Check every line of the entries that follow, and copy the ones containing "regardless".

Dataset entries:
◇ ◇ ◇ ◇ ◇ ◇ ◇

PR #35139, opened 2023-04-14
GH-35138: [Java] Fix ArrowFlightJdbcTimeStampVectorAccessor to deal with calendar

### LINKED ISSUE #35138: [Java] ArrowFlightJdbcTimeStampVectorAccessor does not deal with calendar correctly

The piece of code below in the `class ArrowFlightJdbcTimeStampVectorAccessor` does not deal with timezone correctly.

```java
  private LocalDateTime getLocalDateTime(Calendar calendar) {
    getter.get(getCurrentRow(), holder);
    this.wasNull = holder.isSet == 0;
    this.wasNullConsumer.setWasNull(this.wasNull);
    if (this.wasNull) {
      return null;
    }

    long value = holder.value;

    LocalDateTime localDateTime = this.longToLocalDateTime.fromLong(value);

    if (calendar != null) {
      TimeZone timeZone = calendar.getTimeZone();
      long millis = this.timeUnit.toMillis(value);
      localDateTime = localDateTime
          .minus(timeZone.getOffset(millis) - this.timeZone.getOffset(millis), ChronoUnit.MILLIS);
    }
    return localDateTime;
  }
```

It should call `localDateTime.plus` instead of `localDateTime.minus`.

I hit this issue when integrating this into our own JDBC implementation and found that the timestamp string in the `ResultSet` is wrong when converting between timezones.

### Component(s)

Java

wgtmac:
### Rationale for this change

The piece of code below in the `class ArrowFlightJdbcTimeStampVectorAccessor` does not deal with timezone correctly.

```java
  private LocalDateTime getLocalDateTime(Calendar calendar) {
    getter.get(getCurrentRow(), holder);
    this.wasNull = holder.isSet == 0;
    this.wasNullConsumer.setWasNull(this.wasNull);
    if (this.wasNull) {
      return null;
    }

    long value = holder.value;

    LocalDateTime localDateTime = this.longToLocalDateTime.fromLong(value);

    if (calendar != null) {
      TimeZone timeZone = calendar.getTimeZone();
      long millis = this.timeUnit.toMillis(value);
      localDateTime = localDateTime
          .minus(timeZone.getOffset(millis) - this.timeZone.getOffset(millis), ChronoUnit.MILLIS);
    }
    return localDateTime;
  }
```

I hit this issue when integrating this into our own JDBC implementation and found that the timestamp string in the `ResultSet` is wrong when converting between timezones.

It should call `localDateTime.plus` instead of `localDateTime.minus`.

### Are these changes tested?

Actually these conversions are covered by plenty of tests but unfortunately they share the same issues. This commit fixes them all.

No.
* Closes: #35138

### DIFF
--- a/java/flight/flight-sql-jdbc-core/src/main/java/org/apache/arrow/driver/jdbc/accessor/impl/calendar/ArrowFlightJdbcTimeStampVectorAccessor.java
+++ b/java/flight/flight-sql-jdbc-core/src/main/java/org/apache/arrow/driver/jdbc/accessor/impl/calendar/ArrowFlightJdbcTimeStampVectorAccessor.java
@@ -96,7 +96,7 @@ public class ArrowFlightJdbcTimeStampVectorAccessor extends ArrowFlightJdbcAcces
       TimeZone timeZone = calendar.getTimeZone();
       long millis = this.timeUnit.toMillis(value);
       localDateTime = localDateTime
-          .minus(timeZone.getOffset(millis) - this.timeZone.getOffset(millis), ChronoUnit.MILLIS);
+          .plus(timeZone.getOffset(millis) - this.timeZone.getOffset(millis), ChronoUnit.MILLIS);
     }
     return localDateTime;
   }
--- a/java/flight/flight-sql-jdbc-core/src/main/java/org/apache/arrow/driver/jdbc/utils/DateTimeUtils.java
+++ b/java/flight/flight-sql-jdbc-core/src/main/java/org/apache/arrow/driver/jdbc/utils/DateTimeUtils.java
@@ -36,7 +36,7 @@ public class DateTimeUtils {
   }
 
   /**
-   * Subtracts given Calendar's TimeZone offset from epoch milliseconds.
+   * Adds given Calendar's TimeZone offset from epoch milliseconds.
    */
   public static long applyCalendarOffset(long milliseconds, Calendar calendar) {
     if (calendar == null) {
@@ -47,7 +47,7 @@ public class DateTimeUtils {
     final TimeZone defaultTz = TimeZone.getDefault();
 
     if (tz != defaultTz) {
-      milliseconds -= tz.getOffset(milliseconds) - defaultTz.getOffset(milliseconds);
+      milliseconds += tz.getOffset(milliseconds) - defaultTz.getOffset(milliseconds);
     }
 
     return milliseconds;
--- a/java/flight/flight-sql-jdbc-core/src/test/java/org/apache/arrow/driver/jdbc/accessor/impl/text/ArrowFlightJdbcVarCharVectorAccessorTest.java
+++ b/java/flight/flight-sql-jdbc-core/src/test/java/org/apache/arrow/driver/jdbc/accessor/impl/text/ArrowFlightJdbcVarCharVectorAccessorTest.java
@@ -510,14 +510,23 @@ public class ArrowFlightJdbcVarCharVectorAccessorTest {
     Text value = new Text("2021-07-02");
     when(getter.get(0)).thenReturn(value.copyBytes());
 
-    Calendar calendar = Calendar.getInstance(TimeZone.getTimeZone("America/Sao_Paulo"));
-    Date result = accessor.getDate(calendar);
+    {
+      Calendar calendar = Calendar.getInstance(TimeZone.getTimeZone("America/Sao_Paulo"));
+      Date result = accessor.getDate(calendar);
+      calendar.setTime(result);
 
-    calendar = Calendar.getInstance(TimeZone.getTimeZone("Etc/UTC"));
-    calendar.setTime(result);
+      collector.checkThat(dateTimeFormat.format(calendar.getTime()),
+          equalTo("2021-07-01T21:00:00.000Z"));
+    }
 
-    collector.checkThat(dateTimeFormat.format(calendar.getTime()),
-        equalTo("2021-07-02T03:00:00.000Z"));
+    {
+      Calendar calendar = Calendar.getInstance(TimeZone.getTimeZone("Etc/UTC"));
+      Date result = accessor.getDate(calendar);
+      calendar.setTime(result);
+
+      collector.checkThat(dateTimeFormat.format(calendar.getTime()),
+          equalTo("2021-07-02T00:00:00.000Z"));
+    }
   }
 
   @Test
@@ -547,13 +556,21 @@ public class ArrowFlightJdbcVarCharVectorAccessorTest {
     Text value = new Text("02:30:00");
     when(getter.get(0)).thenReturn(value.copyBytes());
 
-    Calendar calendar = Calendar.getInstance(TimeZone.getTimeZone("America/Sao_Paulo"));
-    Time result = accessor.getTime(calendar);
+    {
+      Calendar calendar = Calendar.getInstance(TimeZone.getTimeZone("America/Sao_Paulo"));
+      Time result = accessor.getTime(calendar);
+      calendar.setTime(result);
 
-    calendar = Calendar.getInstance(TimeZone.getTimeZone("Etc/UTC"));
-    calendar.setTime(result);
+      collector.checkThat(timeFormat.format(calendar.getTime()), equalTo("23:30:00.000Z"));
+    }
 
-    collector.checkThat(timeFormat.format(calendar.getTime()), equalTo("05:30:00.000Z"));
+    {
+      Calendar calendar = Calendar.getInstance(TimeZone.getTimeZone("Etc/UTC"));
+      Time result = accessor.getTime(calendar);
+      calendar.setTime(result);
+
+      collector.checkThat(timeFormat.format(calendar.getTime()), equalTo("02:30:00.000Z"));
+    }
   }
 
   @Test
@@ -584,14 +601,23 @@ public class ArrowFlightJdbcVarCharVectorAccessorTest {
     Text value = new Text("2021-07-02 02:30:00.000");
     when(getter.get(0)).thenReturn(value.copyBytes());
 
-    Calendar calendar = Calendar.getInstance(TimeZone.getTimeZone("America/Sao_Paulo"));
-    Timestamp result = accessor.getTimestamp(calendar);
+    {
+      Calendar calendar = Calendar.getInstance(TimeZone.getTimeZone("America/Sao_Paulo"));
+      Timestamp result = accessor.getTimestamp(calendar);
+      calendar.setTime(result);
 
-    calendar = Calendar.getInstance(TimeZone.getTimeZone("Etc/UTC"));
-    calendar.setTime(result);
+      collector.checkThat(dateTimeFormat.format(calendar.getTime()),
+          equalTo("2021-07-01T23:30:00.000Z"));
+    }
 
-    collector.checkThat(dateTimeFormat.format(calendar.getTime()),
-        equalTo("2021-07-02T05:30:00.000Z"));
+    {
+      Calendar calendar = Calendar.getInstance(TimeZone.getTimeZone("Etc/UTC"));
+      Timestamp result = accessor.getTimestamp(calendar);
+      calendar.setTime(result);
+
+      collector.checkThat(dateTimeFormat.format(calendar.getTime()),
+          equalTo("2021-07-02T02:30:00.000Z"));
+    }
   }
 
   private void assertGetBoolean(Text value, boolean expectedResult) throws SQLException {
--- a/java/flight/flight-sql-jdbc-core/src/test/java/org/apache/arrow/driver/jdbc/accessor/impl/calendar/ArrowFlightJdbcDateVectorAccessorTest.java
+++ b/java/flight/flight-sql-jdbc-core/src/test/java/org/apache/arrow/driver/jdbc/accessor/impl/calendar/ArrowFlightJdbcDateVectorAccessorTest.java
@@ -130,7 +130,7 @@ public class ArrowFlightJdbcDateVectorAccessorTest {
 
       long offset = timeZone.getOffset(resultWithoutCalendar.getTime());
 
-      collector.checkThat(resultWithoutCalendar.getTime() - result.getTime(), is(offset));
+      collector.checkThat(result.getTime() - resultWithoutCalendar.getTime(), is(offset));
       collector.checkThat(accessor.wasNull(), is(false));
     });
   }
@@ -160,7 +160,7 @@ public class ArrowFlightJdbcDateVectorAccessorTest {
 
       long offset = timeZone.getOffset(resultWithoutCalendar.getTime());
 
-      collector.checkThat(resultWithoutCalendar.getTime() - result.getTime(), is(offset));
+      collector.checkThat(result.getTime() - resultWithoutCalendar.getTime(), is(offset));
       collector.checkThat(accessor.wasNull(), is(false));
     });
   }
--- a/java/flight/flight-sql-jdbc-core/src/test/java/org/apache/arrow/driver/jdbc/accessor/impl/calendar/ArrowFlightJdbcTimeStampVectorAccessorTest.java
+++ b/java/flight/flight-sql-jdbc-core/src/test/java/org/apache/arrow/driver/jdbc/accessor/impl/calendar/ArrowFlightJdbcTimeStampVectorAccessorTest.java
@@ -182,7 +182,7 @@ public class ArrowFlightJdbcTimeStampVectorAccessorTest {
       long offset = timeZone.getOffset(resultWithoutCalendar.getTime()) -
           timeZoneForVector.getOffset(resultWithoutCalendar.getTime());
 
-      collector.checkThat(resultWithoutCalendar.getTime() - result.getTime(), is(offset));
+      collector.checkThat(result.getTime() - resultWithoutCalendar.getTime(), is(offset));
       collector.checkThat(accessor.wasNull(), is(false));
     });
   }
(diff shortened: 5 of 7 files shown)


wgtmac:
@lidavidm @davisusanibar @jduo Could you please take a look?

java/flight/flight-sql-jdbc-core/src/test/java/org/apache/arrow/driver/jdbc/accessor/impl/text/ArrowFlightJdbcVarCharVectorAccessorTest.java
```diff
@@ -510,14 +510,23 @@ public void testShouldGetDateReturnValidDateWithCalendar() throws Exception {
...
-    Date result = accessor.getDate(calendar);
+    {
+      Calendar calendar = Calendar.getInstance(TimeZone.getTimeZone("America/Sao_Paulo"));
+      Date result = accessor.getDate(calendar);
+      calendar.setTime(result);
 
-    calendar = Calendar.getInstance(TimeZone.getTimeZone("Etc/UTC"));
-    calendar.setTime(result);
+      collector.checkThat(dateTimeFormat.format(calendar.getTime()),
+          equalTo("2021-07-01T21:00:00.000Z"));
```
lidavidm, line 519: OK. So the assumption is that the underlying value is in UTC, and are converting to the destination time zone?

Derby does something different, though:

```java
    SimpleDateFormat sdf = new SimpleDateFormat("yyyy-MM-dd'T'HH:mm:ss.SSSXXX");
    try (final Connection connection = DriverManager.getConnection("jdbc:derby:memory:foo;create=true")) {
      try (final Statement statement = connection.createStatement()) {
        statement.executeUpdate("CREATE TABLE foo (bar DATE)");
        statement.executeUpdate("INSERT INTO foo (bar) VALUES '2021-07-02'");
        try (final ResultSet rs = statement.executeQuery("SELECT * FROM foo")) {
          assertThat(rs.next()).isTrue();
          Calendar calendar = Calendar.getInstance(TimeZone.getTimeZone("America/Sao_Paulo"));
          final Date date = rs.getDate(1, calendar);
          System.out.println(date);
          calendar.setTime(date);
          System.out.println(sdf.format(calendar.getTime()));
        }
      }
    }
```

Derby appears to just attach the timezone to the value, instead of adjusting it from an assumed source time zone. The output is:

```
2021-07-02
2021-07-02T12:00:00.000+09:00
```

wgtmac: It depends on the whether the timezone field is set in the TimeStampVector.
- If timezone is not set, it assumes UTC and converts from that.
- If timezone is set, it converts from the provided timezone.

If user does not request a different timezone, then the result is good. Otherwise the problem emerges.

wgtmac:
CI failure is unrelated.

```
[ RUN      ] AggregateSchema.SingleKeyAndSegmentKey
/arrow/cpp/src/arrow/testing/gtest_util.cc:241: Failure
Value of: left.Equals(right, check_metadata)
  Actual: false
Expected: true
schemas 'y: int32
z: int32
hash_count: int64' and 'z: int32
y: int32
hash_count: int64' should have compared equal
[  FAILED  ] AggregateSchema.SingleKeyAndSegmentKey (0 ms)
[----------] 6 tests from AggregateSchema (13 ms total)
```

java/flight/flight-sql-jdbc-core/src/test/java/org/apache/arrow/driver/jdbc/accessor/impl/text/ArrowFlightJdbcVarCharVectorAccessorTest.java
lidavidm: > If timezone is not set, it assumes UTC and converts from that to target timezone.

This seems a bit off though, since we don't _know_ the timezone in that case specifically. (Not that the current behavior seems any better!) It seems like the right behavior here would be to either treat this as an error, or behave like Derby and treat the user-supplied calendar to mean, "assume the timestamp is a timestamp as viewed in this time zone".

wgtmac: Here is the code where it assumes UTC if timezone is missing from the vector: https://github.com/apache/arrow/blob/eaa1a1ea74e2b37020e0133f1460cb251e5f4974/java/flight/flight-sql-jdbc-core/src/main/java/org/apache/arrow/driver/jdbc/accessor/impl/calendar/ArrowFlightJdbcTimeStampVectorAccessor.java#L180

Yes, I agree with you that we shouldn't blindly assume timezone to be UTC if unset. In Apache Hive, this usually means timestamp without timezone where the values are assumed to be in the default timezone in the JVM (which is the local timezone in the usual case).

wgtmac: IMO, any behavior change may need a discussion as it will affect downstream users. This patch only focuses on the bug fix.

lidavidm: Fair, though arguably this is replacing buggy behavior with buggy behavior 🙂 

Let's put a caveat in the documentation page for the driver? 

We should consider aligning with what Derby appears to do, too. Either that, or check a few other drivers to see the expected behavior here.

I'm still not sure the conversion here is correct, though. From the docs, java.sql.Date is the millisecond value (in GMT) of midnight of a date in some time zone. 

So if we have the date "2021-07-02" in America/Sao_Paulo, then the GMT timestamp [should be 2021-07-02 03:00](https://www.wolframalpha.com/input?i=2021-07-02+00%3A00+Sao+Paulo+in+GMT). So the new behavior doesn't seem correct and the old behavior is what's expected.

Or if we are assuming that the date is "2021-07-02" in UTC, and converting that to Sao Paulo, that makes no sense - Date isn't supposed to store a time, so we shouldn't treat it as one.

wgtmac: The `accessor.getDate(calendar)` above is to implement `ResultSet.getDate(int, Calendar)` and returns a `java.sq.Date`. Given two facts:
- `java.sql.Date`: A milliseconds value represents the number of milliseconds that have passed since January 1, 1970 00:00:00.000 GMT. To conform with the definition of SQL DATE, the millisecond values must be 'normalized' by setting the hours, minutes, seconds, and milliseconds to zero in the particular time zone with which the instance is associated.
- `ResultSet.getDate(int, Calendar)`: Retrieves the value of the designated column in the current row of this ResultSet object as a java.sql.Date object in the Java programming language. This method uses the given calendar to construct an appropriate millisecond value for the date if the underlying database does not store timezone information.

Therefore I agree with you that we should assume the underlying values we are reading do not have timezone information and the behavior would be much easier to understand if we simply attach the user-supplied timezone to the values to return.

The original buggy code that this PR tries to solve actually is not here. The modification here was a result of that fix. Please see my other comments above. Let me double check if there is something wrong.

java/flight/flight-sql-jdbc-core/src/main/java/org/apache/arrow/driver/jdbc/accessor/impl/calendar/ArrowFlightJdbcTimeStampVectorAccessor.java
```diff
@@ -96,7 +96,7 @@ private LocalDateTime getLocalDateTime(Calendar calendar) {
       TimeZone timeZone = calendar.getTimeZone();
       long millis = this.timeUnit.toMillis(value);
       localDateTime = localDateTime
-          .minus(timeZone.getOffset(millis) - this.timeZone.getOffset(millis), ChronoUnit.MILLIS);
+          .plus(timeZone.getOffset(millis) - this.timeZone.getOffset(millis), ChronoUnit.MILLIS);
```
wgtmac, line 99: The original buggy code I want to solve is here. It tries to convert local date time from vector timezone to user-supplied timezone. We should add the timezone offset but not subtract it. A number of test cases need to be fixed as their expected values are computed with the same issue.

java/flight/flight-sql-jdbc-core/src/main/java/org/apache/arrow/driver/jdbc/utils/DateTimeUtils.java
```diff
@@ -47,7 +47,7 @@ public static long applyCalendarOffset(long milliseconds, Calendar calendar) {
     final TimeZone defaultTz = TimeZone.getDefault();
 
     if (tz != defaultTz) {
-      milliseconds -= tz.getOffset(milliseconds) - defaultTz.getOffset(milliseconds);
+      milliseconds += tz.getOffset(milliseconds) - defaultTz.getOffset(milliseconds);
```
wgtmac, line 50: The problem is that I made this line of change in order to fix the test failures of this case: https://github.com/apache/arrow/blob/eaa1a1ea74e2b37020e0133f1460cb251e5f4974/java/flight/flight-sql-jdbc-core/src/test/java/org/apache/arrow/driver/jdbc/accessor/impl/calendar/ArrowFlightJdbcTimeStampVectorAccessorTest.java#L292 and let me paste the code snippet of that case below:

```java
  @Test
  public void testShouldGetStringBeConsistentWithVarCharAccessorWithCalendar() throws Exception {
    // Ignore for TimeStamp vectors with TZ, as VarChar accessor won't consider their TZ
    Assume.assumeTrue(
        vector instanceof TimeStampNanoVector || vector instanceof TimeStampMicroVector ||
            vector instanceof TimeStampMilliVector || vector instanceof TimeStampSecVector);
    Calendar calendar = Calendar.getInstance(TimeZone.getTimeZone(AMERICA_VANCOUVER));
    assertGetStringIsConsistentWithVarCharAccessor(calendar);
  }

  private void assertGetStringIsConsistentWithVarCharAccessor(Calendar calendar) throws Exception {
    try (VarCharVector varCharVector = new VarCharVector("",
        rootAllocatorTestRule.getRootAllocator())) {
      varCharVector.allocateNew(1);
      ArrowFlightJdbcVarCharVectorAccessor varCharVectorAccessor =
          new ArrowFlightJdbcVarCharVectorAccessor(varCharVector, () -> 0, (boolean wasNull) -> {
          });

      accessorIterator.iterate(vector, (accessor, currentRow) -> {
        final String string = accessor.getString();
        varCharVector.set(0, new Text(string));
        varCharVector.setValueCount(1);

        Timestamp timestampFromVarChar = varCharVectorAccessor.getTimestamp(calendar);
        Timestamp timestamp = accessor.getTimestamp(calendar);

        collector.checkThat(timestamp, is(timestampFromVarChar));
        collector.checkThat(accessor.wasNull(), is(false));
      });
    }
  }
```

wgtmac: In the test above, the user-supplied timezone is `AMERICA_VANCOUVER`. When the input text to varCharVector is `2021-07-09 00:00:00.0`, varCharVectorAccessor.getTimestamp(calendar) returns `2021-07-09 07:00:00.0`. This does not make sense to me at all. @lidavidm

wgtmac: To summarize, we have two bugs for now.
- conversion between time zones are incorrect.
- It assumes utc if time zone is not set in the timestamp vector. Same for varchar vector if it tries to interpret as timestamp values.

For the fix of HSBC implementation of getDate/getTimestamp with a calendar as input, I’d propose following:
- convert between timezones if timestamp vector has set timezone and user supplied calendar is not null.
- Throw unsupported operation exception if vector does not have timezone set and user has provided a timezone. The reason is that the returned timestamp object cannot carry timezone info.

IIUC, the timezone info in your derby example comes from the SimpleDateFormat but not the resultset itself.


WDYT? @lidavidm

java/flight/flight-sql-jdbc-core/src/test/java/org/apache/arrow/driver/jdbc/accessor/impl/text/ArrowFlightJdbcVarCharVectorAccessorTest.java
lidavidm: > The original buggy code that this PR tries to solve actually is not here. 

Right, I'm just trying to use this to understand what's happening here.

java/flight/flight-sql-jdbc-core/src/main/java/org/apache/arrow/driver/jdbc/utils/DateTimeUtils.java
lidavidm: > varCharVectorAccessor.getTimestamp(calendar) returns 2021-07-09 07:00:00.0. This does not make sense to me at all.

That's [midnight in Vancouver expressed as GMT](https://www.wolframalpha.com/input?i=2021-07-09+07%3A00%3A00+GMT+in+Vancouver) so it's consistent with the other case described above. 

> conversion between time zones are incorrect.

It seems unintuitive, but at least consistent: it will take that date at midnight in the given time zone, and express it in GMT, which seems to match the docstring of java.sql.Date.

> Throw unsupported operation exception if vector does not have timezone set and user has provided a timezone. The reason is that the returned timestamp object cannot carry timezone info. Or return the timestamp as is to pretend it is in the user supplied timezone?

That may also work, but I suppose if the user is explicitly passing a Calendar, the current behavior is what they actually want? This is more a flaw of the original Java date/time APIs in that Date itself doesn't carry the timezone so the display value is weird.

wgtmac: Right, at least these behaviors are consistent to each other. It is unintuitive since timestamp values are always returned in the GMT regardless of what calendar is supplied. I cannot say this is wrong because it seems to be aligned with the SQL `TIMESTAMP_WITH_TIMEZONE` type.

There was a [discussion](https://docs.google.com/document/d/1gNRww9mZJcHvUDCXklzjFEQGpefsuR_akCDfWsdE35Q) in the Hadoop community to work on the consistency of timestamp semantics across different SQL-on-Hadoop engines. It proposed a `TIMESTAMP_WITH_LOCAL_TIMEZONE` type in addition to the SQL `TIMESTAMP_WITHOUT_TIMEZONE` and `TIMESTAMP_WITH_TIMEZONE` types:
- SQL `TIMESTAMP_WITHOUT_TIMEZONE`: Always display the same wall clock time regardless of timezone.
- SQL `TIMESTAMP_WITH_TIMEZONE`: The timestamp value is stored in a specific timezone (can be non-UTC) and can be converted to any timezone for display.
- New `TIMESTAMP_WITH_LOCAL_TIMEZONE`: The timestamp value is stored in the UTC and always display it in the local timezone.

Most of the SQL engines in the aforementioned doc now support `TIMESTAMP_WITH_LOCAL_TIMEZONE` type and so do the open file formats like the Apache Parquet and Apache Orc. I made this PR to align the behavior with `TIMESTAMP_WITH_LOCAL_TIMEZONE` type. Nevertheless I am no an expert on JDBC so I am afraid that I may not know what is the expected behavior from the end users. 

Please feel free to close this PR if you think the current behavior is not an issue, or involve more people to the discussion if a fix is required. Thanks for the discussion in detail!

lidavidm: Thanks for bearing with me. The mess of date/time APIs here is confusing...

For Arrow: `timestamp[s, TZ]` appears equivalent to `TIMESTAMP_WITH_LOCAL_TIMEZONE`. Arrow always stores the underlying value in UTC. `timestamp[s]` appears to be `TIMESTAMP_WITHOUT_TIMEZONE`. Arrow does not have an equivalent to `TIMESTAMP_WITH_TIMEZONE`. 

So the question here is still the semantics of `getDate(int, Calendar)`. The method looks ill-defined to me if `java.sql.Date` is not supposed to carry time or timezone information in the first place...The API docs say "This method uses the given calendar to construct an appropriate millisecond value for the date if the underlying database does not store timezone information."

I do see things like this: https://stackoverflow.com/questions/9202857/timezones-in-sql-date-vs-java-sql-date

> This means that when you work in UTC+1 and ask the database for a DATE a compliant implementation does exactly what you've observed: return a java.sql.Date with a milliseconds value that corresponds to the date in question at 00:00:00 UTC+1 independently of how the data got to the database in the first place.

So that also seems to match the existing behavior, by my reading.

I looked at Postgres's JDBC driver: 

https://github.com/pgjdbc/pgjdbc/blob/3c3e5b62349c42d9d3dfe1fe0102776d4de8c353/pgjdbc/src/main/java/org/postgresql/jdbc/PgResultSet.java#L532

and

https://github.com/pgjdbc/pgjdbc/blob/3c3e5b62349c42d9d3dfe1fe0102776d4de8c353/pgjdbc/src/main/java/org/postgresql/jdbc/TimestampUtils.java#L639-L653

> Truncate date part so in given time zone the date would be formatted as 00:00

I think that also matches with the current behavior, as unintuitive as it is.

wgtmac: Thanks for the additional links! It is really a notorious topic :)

◇ ◇ ◇ ◇ ◇ ◇ ◇

#### TASK SOLUTION
wgtmac: Right, at least these behaviors are consistent to each other. It is unintuitive since timestamp values are always returned in the GMT regardless of what calendar is supplied. I cannot say this is wrong because it seems to be aligned with the SQL `TIMESTAMP_WITH_TIMEZONE` type.
- SQL `TIMESTAMP_WITHOUT_TIMEZONE`: Always display the same wall clock time regardless of timezone.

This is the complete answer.